A diagnostic test for TB meningitis (the most severe form of TB) with nearly 100% sensitivity and about 91% specificity has been developed by a multi-institutional team led by Prof. Jaya Sivaswami Tyagi from the Department of Biotechnology at AIIMS. The performance of the diagnostic test was evaluated in 87 cerebrospinal fluid samples obtained from paediatric subjects (39 TB meningitis patients and 48 controls). The results of the study were published recently in the journal Tuberculosis.
The diagnostic test is based on a derivative of a DNA aptamer (a small single-stranded DNA molecule that binds to a specific target molecule and is a chemical rival of antibodies) that shows high binding affinity in nanomolar range and high specificity to a TB antigen (HspX). Besides higher binding affinity, there is significantly higher load of the HspX antigen in cerebrospinal fluid samples, leading to higher sensitivity.
A rapid, point-of-care diagnostic test for TB meningitis that uses the DNA aptamer has already been adapted to a sensor format and is being evaluated on clinical samples. “It takes all of 30 minutes to get the result as we are using an electrochemical sensing platform,” says Prof. Tyagi.
“While antibodies have to be generated in animals and so will not be of uniform quality, aptamers can be produced in the lab,” says Dr. Tarun Kumar Sharma from the Centre for Biodesign and Diagnostics at Translational Health Science and Technology Institute (THSTI), Faridabad and the other corresponding author of the paper.
The aptamer-based diagnostic test for TB meningitis has been patented by AIIMS and THSTI and licensed to AptaBharat Innovation Pvt Limited, a THSTI spinoff founded by Dr. Sharma.

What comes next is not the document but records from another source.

PR #46, opened 2015-11-04
move implementation of allocators into c file

dirk-thomas:
This currently prevent rmw implementations to consist of more then a single source file.

The code has only been moved but not modified.

http://ci.ros2.org/job/ros2_batch_ci_osx/415/


esteve:
+1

The currently used diagnostic methods — microscopy and culture of cerebrospinal fluid — suffer from huge limitations in terms of poor sensitivity and long turnaround time of up to eight weeks. Even GeneXpert has only 55% sensitivity. In settings such as India, where the prevalence of TB meningitis is high, one in six patients tested by Xpert will be missed.
It has taken the team about 10 years to reach this stage of developing a diagnostic test. Since there are very few bacteria in TB meningitis samples, the researchers wanted to evaluate the utility of using TB DNA for the diagnosis using PCR. In a paper published in 2009 in the Journal of Medical Microbiology, the researchers filtered 167 cerebrospinal fluid samples using a filter paper and studied the filtrate that contains the DNA of TB bacteria. DNA and other components of TB bacteria are present in the filtrate due to disintegration of the bacteria.

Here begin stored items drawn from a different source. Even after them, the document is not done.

PR #1468, opened 2016-09-22
feat(push): Add VAPID identification to push messages.

rfk:
The push team would like to be able to attribute our notification traffic back to us, for e.g. metrics and reporting purposes.  AFAICT the simplest way to allow this on our side is to implement the " Voluntary Application Server Identification" protocol, or "VAPID".  Since the web-push library has builtin support for it in the latest version, this basically means managing an additional keypair and passing it through to the underlying lib.

Not ready for review yet, but putting it up for any initial feedback, and so I can show it to @bbangert.

### DIFF
--- a/lib/push.js
+++ b/lib/push.js
@@ -78,7 +78,17 @@ var reasonToEvents = {
   }
 }
 
-module.exports = function (log, db) {
+module.exports = function (log, db, config) {
+  var vapid
+  if (config.vapidKeysFile) {
+    var vapidKeys = require(config.vapidKeysFile)
+    vapid = {
+      privateKey: vapidKeys.privateKey,
+      publicKey:  vapidKeys.publicKey,
+      subject: config.publicUrl
+    }
+  }
+
   /**
    * Reports push errors to logs
    *
@@ -311,18 +321,25 @@ module.exports = function (log, db) {
         if (device.pushCallback) {
           // send the push notification
           incrementPushAction(events.send)
-          var pushParams = { 'TTL': options.TTL || '0' }
+          var pushSubscription = { endpoint: device.pushCallback }
+          var pushPayload = null
+          var pushOptions = { 'TTL': options.TTL || '0' }
           if (options.data) {
             if (!device.pushPublicKey || !device.pushAuthKey) {
               reportPushError(new Error(ERR_DATA_BUT_NO_KEYS), uid, deviceId)
               incrementPushAction(events.noKeys)
               return
             }
-            pushParams.userPublicKey = device.pushPublicKey
-            pushParams.userAuth = device.pushAuthKey
-            pushParams.payload = options.data
+            pushSubscription.keys = {
+              p256dh: device.pushPublicKey,
+              auth: device.pushAuthKey
+            }
+            pushPayload = options.data
           }
-          return webpush.sendNotification(device.pushCallback, pushParams)
+          if (vapid) {
+            pushOptions.vapidDetails = vapid
+          }
+          return webpush.sendNotification(pushSubscription, pushPayload, pushOptions)
           .then(
             function () {
               incrementPushAction(events.success)
--- a/package.json
+++ b/package.json
@@ -60,7 +60,7 @@
     "scrypt-hash": "1.1.14",
     "through": "2.3.8",
     "uuid": "1.4.1",
-    "web-push": "2.1.1"
+    "web-push": "3.0.0"
   },
   "devDependencies": {
     "commander": "2.9.0",
--- a/scripts/gen_vapid_keys.js
+++ b/scripts/gen_vapid_keys.js
@@ -1,0 +1,42 @@
+#!/usr/bin/env node
+
+/* This Source Code Form is subject to the terms of the Mozilla Public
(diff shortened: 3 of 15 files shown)


lib/push.js
```diff
@@ -78,7 +79,16 @@ var reasonToEvents = {
   }
 }
 
-module.exports = function (log, db) {
+module.exports = function (log, db, config) {
+
```
vladikoff: nit: remove line break

package.json
```diff
@@ -60,7 +60,7 @@
     "scrypt-hash": "1.1.13",
     "through": "2.3.8",
     "uuid": "1.4.1",
-    "web-push": "2.1.1"
+    "web-push": "2.2.0"
```
vladikoff: 👍

scripts/start-local-mysql.sh
```diff
@@ -3,6 +3,7 @@
 set -euo pipefail
 
 node ./scripts/gen_keys.js
+node ./scripts/gen_vapid_keys.js
```
vladikoff: this might need to be added to Docker commands as well, cc @jbuck

test/local/push_tests.js
```diff
@@ -55,7 +55,7 @@ var mockDbResult = {
 test(
   'pushToDevices throws on device not found',
   function (t) {
-    var push = require('../../lib/push')(mockLog(), mockDbEmpty)
+    var push = require('../../lib/push')(mockLog(), mockDbEmpty, {})
```
vladikoff: nit: maybe we can just do `mockConfig = {}` up top in the file for our future config updates

lib/push.js
```diff
@@ -78,7 +79,16 @@ var reasonToEvents = {
...
+  var vapid
+  if (config.vapidKeysFile) {
+    vapid = JSON.parse(fs.readFileSync(config.vapidKeysFile))
```
philbooth: You can also `require` JSON files directly, it returns the parsed result exactly like combining `JSON.parse` and `fs.readFileSync` does.

scripts/gen_vapid_keys.js
```diff
@@ -0,0 +1,44 @@
...
+const config = require('../config')
+const webpush = require('web-push')
+
+const vapidKeysFile = config.get('vapidKeysFile')
+
+try {
+  var fileExists = fs.existsSync(vapidKeysFile)
+  assert(!fileExists, 'keys file already exists')
+} catch(e) {
+  process.exit()
```
philbooth: Worth passing `1` here to signal failure?

rfk: This logic was copied from gen_keys.js, and IIUC it's intentionally not a failure - it just prints "keys exist" and exits, so you can safely run the script multiple times without clobbering your keys.  I'm going to change it to use a plain `if` rather than this `assert` business.

rfk:
Thanks guys, I've updated based on your feedback.  There was also a new major release of web-push with some API changes, which I've adapted to.  I think this may be ready for an actual r?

“We studied TB bacteria present on the filter paper and the TB DNA present in the filtrate and found TB DNA yielded significantly higher sensitivity of detection (88%) than the whole bacteria (53%). When we saw the filtrate had more DNA we wanted to check for antigens of TB bacteria,” recalls Dr. Sagarika Haldar from the Centre for Biodesign and Diagnostics at THSTI and first author in two papers. She is currently at the Department of Experimental Medicine and Biotechnology,
In a paper published in 2012 in PLOS ONE, the team studied 532 cerebrospinal fluid samples collected from children and looked for five TB antigens. “Though DNA and antigen were significantly higher in the filtrate compared with TB bacteria, the amount of TB antigens was far higher than DNA,” Dr. Haldar says. Using DNA for diagnosis would involve sophisticated instrument and amplification while antigen detection will be straight forward.
The team found the sensitivity of both tests — DNA and antigen — was similar. Of the five antigens, two were found to be excellent in terms of sensitivity and specificity. “We would need an ELISA reader to detect the antigens. Since we wanted to make a point-of-care diagnostic test for TB meningitis, we turned out attention to DNA aptamers,” says Dr. Haldar.

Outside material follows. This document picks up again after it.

PR #1469, opened 2016-09-22
fix(security): Fix the security event calls to the DB.

### LINKED ISSUE #1464: Error: 'Cannot read property `ipAddr` of undefined'
This is creating a new user

screen shot 2016-09-21 at 11 12 06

Using a DNA aptamer to bind to the TB antigen makes ELISA reader redundant in a portable assay format. The aptamer is also more sensitive, specific and stable compared with the antibody. Since the antigen is directly detected, only 5 microlitre of the sample is required.
Twenty-one aptamers were selected from the aptamer libarary and based on specificity one was chosen. Since all the 44 nucleotides of the aptamer don’t interact with the HspX TB antigen, the size of the aptamer was reduced to 28 nucleotides. Reducing the size of the aptamer will in turn reduce the cost of the diagnostic test.
“Once the mutation was done to reduce the size we found the binding improved. The mutant aptamer showed 2.5-fold higher binding than the parent aptamer,” says Abhijeet Dhiman from the Department of Biotechnology, AIIMS and first author of the 2018 paper. The optimised aptamer was tested on 87 cerebrospinal fluid samples and found to have nearly 100% sensitivity and about 91% specificity.